PR #1182, opened 2020-03-04
Problem: repeated db open/close and thread spawning `jsonrpc_call` C binding#1132

leejw51crypto:
Solution: add context, divide into 3 functions
add comments


leejw51crypto:
try again

Issue #1133, opened 2020-02-25
Problem: no way to get progress from sync in `jsonrpc_call` C API


tomtau:
could be some stream watch function? @yihuang https://github.com/crypto-com/chain/pull/1122#issuecomment-590678357

leejw51crypto:
started

leejw51crypto:
done,
now writing testing code

leejw51crypto:
pr submitted

leejw51crypto:
in code-review

PR #1183, opened 2020-03-04
Problem: repeated db open/close and thread spawning `jsonrpc_call` C …

leejw51crypto:
Solution: add context


leejw51crypto:
i'll re-modify after #1133

leejw51crypto:
will do it later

■ **INSTRUCTIONS TO FOLLOW**:
After reading the data above, return it verbatim in full.

■ **SOLUTION TO THE PROBLEM**:
PR #1182, opened 2020-03-04
Problem: repeated db open/close and thread spawning `jsonrpc_call` C binding#1132

leejw51crypto:
Solution: add context, divide into 3 functions
add comments


leejw51crypto:
try again

Issue #1133, opened 2020-02-25
Problem: no way to get progress from sync in `jsonrpc_call` C API


tomtau:
could be some stream watch function? @yihuang https://github.com/crypto-com/chain/pull/1122#issuecomment-590678357

leejw51crypto:
started

leejw51crypto:
done,
now writing testing code

leejw51crypto:
pr submitted

leejw51crypto:
in code-review

PR #1183, opened 2020-03-04
Problem: repeated db open/close and thread spawning `jsonrpc_call` C …

leejw51crypto:
Solution: add context


leejw51crypto:
i'll re-modify after #1133

leejw51crypto:
will do it later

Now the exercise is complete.